For gas, oil and water exploration reservoir permeability as a function of effective stress is one of the most important hydraulic parameters. Estimation of permeability, especially in deep reservoirs, is very difficult and time-consuming. Therefore, permeability is often estimated in laboratory experiments under simulated in-situ conditions. Under these experimental conditions with a flow across the sample, many effects lead to changes in permeability. Besides the flow paths reduction as a function of effective pressure, plugging of the sample and filters by fines migration or rust and a swelling of the clay content can occur, which results in a decrease in permeability. All these non-mechanical effects are time dependent and affect the permeability measurements, hence a separation of all these influences is hard to achieve. To avoid these problems we estimated the permeability pressure dependence with the isotropic Skempton coefficient. The Skempton coefficient is defined as undrained pore pressure change due to ambient stress changes B=dpu/dσm. We could show that a heterogeneous deformation of pore space geometry led to a decrease of the Skempton coefficient with increasing confining pressure.
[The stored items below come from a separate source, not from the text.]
PR #883, opened 2020-12-07
Add fixedinet scheme resolution to global Namer

vip4f:
Problem

Name paths with fixed addresses don't need background DNS updates. But "fixedinet" scheme was not recognized by global namer and path like "/$/fixedinet/localhost/1234" was not resolved.

Solution

Add additional checks for "fixedinet" scheme in InetPath object inside global Namer.

Result

Global namer recognizes both "inet" and "fixedinet" schemes and uses corresponding Resolver.

### DIFF
--- a/finagle-core/src/main/scala/com/twitter/finagle/Namer.scala
+++ b/finagle-core/src/main/scala/com/twitter/finagle/Namer.scala
@@ -72,8 +72,8 @@ object Namer {
 
     private[this] object InetPath {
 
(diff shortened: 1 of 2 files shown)


jyanJing (approved):

jyanJing:
Thanks @vi-p4f, I successfully pulled the change and getting internal reviews.

jyanJing:
Thank you @vi-p4f for contributing, the change has [landed](https://github.com/twitter/finagle/commit/8798b92a6d693063a54d2500757c6c8d8b1c07f0)

PR #884, opened 2020-12-22
Upgrade to netty 4.1.56.Final and netty-tcnative 2.0.35.Final

peter-janssen:
Problem

There are new netty releases and the classifier for AArch64 was changed from linux-aarch64 to linux-aarch_64. This results in dependency problems with other projects.

Solution

Upgrade to netty 4.1.56.Final and netty-tcnative 2.0.35.Final for security fixes and AArch64 dependency rename.

https://netty.io/news/2020/12/17/4-1-55-Final.html
https://netty.io/news/2020/12/17/4-1-56-Final.html

### DIFF
--- a/build.sbt
+++ b/build.sbt
@@ -6,8 +6,8 @@ val releaseVersion = "21.1.0-SNAPSHOT"
 
 val libthriftVersion = "0.10.0"
 
-val defaultNetty4Version = "4.1.51.Final"
-val defaultNetty4StaticSslVersion = "2.0.34.Final"
+val defaultNetty4Version = "4.1.56.Final"
+val defaultNetty4StaticSslVersion = "2.0.35.Final"
 
 val useNettySnapshot: Boolean = sys.env.get("FINAGLE_USE_NETTY_4_SNAPSHOT") match {
   case Some(useSnapshot) => useSnapshot.toBoolean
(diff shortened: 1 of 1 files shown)


build.sbt
```diff
@@ -53,7 +53,7 @@ val netty4LibsTest = Seq(
   "io.netty" % "netty-handler" % netty4Version % "test",
   "io.netty" % "netty-transport" % netty4Version % "test",
   "io.netty" % "netty-transport-native-epoll" % netty4Version % "test" classifier "linux-x86_64",
-  "io.netty" % "netty-transport-native-epoll" % netty4Version classifier "linux-aarch64",
+  "io.netty" % "netty-transport-native-epoll" % netty4Version classifier "linux-aarch_64",
```
peter-janssen: Not sure why this is not test scoped

bryce-anderson: Looks like a mistake. Do you want to do it (either in this PR or another with another being preferred) or should we just take care of it?

bryce-anderson (approved):
Thanks for the PR! To add a time expectation, we'll need to run some internal tests for this upgrade and that probably won't happen until after the holidays.

build.sbt
peter-janssen: I took care of it.

bryce-anderson:
This is getting hung up on some changes in TLS behavior. See [here](https://github.com/netty/netty/issues/10911) for more details.

bryce-anderson:
@peter-janssen, the patch to fix the ticket mentioned above should be in so we'll need to wait for another release before we can upgrade. Thanks for the PR, and once a release happens please feel free to submit another PR if we haven't already gotten around to it.

Issue #885, opened 2021-01-05
Use of Jackson 2.12.0


SerCeMan:
Hi, finagle maintainers!

Jackson has recently version [released 2.12](https://github.com/FasterXML/jackson/wiki/Jackson-Release-2.12) and finagle currently depends on 2.11.2
https://github.com/twitter/finagle/blob/c4dc4fdc5beedec031a5af25a512e5319843f02b/build.sbt#L64-L70

I was wondering if there are any know issues that could prevent finagle from using 2.12.0 or using finagle with a transitive jackson dependency on 2.12.0

yufangong:
Hi Sergey,

That's cool! Can you open an issue on GitHub propose a version bump and we
can start testing with the new version!
Thank you!

Yufan

yufangong:
Thanks, @SerCeMan. We will schedule some testing and see if we can bump the Jackson version!

SerCeMan:
Hey, @yufangong! Thanks, I created a pull request here: https://github.com/twitter/finagle/pull/886.

SerCeMan:
Just a note, a patch version, `2.12.1`, [was recently released](https://github.com/FasterXML/jackson/wiki/Jackson-Release-2.12.1).

tigerlily-he:
Hi @SerCeMan, The January 2022 release of Finagle has the Jackson upgrade to 2.13.1. https://github.com/twitter/finagle/commit/831b25120addc828b7de83ae20dfbc7c2606125a.

PR #886, opened 2021-01-06
Upgrade jackson libraries to 2.12.1

SerCeMan:
Reference: https://github.com/twitter/finagle/issues/885

FasterXML has recently version released jackson [version 2.12.0](https://github.com/FasterXML/jackson/wiki/Jackson-Release-2.12) libraries, the dependency can be upgraded.

### DIFF
--- a/build.sbt
+++ b/build.sbt
@@ -62,7 +62,7 @@ val netty4LibsTest = Seq(
 val netty4Http = "io.netty" % "netty-codec-http" % netty4Version
 val netty4Http2 = "io.netty" % "netty-codec-http2" % netty4Version
 val opencensusVersion = "0.24.0"
-val jacksonVersion = "2.12.0"
+val jacksonVersion = "2.12.1"
 val jacksonLibs = Seq(
   "com.fasterxml.jackson.core" % "jackson-core" % jacksonVersion,
   "com.fasterxml.jackson.core" % "jackson-databind" % jacksonVersion,
--- a/build.sbt
+++ b/build.sbt
@@ -62,7 +62,7 @@ val netty4LibsTest = Seq(
 val netty4Http = "io.netty" % "netty-codec-http" % netty4Version
 val netty4Http2 = "io.netty" % "netty-codec-http2" % netty4Version
 val opencensusVersion = "0.24.0"
-val jacksonVersion = "2.11.2"
+val jacksonVersion = "2.12.0"
 val jacksonLibs = Seq(
   "com.fasterxml.jackson.core" % "jackson-core" % jacksonVersion,
   "com.fasterxml.jackson.core" % "jackson-databind" % jacksonVersion,


yufangong:
Thank you for the update! 
We would like to keep all of our libs on the same version, those are:
util/build.sbt
finagle/build.sbt
twitter-server/build.sbt
finatra/build.sbt

~~Can you make this PR cover all of those? thanks!~~ 

Edit: sorry, I think the ask was impractical, to making a PR across repos. We have an internal ticket scheduled to upgrade the version all across, ty!

yufangong:
Unfortunately, We have run into a high-risk issue in the internal source: https://github.com/FasterXML/jackson-module-scala/issues/495.
I'm afraid we need to wait until a fix before trying to bump up, the deprecation of ScalaObjectMapper in the patched release is also concerning, so the version update won't be a quick and easy one this time.

SerCeMan:
Thanks for the update!

SerCeMan:
Thanks for the update! Just to clarify, would the above issue cause issues if finagle gets Jackson 2.12 as a transitive dependency? Or is the issue with one of the downstream consumers of Finagle and not Finagle itself?

yufangong:
Thank you for bringing this up to let it falls on our radar, @SerCeMan. I believe the concern is more for the customers, especially Finatra customers as it provides default JSON [serde](https://twitter.github.io/finatra/user-guide/json/index.html). Not only we want to keep the ecosystem on the same versions but also the issue is hard to catch without thoroughly detecting this kind of use case: serialize fields in traits and objects vs serialize fields in classes.

SerCeMan:
Hey, @yufangong! I'm just checking if the upgrade was unblocked. If I understand correctly, the referenced issue was closed. :)

yufangong:
@SerCeMan thanks so much for the reminder! We will take give it another try shortly.

SerCeMan:
Hey, @yufangong! I'm wondering if there were any new issues with the attempt, I noticed that Jackson is moving to developing the new 2.13 branch now, https://github.com/FasterXML/jackson#active-developed-jackson-2x-branches :)

tigerlily-he:
Hi @SerCeMan, I work with Yufan at Twitter. Thanks for checking in! We're planning to upgrade Jackson in September and we'll look into Jackson 2.12 and 2.13.

mosesn:
@SerCeMan update on this: we upgraded to 2.13.0 https://github.com/twitter/finagle/commit/b79b1d7e374f275e114b58d67d6e72273b97137c before discovering a [regression](https://github.com/FasterXML/jackson-databind/issues/3308) that doubled the cost of serialization in jackson-databind.  We're going to roll back for now, and will roll forward once they release 2.13.1.

SerCeMan:
Hey, @mosesn! Thank you for the update!

tigerlily-he:
Hi @SerCeMan, The January 2022 release of Finagle has the Jackson upgrade to 2.13.1. https://github.com/twitter/finagle/commit/831b25120addc828b7de83ae20dfbc7c2606125a. 

Thank you for following this journey on the Jackson upgrade! I will close this PR now.

SerCeMan:
@tigerlily-he That's awesome, thanks 🎉

PR #887, opened 2021-01-07
Bumping zookeeper version due to security issues with Netty

hllrsr:
## Problem

The most recent release from finagle is using `org.apache.zookeeper/zookeeper` on the version `3.5.0-alpha`.
This zookeeper version is using `io.netty/netty` on the version `3.7.0` which introduces several vulnerable scenarios on the code.

## Solution

The solution for this issue was bumping `zkVersion` on the project, to an compatible version of zookeeper that is using netty in a newer version (most precisely, zookeeper was bumped to the version `3.5.6`).

## Result

The result of this pull-request will be finagle be free from this vulnerable scenarios from this outdated dependency.

### DIFF
--- a/build.sbt
+++ b/build.sbt
@@ -33,7 +33,7 @@ val netty4StaticSslVersion: String =
 val nettyVersionInfo = settingKey[String]("A setting reference for printing the netty version info")
 
 // zkVersion should be kept in sync with the 'util-zk' dependency version
-val zkVersion = "3.5.0-alpha"
+val zkVersion = "3.5.6"
 
 val scalaCollectionCompat = "org.scala-lang.modules" %% "scala-collection-compat" % "2.1.2"
 val caffeineLib = "com.github.ben-manes.caffeine" % "caffeine" % "2.8.5"


mosesn (approved):
looks good to me, thanks @hllrsr!  We'll have to do some internal testing of this too, but I think it should be good to go.

yufangong (approved):

hllrsr:
@mosesn no worries! I'm ok with merging this change on the develop branch.

build.sbt
```diff
@@ -33,7 +33,7 @@ val netty4StaticSslVersion: String =
 val nettyVersionInfo = settingKey[String]("A setting reference for printing the netty version info")
 
 // zkVersion should be kept in sync with the 'util-zk' dependency version
-val zkVersion = "3.5.0-alpha"
+val zkVersion = "3.5.6"
```
yufangong, line 36: Could you also bump the util-zk version in the dependency? https://github.com/twitter/util
thanks!

yufangong: Hey, don't worry about this, we update it along with this PR. We plan to merge this next week asap, thank you!

hllrsr: Thanks!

The mechanisms which influence the Skempton coefficient are similar to the behavior of the sandstone sample during the permeability measurements. In both cases we consider a change in pore pressure and an adjacent equalization across the flow channels at the micro-scale. These flow channels change their geometry depending on the applied stresses. Therefore, the reduction of the Skempton coefficient should be comparable to the reduction of permeability. To validate this assumption we present experiments on Lower Permian sandstone (Rotliegend) samples from the NE German Basin and compared Skempton coefficient and permeability measurements to find a coherence of both rock properties. Applying this relation of Skempton coefficient and permeability, we can predict rock permeability at high ambient stresses based on a single measurement at atmospheric pressure.